[Saved entries]
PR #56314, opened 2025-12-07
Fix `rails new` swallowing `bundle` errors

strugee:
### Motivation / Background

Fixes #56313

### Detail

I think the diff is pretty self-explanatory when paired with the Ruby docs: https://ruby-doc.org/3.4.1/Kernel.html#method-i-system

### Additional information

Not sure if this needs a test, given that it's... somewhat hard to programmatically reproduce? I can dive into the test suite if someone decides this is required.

...

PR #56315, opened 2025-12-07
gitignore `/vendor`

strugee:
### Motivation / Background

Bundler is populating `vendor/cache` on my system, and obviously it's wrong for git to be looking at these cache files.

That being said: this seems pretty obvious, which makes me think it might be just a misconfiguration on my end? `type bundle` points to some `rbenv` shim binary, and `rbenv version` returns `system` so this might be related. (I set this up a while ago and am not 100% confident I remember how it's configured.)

* * *

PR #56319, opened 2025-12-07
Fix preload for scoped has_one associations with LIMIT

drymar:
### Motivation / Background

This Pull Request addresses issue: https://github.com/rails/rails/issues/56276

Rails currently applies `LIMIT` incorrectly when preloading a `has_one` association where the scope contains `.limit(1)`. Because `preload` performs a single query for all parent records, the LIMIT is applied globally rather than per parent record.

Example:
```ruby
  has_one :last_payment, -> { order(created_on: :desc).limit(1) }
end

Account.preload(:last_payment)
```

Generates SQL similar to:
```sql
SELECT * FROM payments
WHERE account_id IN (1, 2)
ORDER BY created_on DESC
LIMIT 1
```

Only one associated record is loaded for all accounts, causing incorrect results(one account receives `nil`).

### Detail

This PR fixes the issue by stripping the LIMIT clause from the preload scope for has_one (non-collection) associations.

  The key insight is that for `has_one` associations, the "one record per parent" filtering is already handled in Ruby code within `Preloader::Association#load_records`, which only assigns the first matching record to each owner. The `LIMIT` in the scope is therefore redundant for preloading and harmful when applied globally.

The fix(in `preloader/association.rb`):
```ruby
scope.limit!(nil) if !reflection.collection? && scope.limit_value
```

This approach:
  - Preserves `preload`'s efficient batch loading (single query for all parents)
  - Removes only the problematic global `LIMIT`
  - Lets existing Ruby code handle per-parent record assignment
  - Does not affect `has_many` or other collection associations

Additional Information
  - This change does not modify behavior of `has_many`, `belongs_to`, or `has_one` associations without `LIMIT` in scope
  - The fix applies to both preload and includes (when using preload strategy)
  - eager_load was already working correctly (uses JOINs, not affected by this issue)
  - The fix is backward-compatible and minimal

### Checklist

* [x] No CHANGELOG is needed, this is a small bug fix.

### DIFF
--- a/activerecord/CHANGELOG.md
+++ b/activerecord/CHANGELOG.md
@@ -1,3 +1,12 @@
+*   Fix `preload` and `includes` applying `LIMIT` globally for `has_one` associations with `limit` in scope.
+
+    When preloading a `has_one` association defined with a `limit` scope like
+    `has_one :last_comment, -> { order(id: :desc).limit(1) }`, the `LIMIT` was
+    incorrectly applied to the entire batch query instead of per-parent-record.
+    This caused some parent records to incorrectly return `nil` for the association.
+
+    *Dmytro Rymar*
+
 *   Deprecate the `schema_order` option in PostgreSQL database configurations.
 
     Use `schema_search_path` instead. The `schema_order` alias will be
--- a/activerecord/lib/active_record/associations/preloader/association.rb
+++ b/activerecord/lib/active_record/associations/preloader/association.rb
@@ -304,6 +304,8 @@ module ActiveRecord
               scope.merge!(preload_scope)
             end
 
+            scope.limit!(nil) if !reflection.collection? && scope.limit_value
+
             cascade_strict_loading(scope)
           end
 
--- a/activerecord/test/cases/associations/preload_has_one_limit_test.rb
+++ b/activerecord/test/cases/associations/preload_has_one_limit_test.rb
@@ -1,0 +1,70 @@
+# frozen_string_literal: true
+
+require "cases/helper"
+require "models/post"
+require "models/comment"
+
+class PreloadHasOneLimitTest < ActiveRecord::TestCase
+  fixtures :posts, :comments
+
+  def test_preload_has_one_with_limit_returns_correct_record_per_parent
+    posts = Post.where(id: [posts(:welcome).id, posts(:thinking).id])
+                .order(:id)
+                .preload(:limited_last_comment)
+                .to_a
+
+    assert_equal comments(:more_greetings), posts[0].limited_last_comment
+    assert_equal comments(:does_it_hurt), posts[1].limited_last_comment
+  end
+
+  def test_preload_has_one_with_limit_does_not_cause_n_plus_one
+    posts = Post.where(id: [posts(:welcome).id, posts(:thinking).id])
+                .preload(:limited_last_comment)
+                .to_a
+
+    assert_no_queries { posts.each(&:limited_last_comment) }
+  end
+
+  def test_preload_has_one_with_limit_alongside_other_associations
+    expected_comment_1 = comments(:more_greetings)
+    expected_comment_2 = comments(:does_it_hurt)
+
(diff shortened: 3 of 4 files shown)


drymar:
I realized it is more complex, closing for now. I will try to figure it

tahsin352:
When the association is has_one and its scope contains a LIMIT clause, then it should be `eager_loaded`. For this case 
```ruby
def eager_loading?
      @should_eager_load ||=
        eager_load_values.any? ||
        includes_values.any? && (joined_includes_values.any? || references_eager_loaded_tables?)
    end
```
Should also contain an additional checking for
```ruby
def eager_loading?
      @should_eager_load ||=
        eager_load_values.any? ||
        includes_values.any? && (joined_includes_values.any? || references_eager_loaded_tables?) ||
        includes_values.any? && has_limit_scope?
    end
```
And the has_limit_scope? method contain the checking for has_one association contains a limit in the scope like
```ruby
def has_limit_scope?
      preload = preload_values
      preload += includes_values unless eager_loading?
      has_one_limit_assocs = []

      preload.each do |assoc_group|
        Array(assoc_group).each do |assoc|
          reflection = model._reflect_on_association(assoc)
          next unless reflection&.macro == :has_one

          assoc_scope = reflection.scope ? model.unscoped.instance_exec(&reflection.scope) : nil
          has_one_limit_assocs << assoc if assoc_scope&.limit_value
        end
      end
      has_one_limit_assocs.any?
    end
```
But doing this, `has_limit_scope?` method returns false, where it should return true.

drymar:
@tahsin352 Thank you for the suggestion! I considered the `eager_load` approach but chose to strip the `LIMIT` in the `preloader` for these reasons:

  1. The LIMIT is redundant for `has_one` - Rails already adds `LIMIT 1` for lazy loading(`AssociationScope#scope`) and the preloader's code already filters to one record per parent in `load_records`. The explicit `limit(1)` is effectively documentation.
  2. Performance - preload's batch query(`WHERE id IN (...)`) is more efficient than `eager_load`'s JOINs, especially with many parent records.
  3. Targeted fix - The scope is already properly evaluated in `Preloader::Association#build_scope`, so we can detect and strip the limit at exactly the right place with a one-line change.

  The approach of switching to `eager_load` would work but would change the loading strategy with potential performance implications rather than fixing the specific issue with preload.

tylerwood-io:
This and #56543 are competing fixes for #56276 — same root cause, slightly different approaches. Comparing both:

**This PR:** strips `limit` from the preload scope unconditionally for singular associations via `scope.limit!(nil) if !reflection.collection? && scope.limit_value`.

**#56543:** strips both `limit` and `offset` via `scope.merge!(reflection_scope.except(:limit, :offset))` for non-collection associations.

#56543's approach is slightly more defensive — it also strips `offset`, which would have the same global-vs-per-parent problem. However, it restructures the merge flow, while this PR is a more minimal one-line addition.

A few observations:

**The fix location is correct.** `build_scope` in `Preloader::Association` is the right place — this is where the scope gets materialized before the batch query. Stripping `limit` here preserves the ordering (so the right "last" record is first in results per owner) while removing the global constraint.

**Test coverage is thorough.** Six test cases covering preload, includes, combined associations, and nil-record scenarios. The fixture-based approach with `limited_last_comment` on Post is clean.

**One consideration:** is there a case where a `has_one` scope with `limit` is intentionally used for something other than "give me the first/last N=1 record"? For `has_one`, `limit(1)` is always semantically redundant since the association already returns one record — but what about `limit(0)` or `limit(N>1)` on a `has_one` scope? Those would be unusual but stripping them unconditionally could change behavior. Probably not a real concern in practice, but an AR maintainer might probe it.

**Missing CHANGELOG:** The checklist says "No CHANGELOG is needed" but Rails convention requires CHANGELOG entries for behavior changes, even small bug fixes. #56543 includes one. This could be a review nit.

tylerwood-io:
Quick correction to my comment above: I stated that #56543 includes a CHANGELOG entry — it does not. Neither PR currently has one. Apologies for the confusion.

§ Problem
Starting at the line that has "PR #56314, opened 2025-12-07" in the records above, restate word for word every line until the one that has "I think the", and include that one as well.

§ Answer for this exercise
PR #56314, opened 2025-12-07
Fix `rails new` swallowing `bundle` errors

strugee:
### Motivation / Background

Fixes #56313

### Detail

I think the diff is pretty self-explanatory when paired with the Ruby docs: https://ruby-doc.org/3.4.1/Kernel.html#method-i-system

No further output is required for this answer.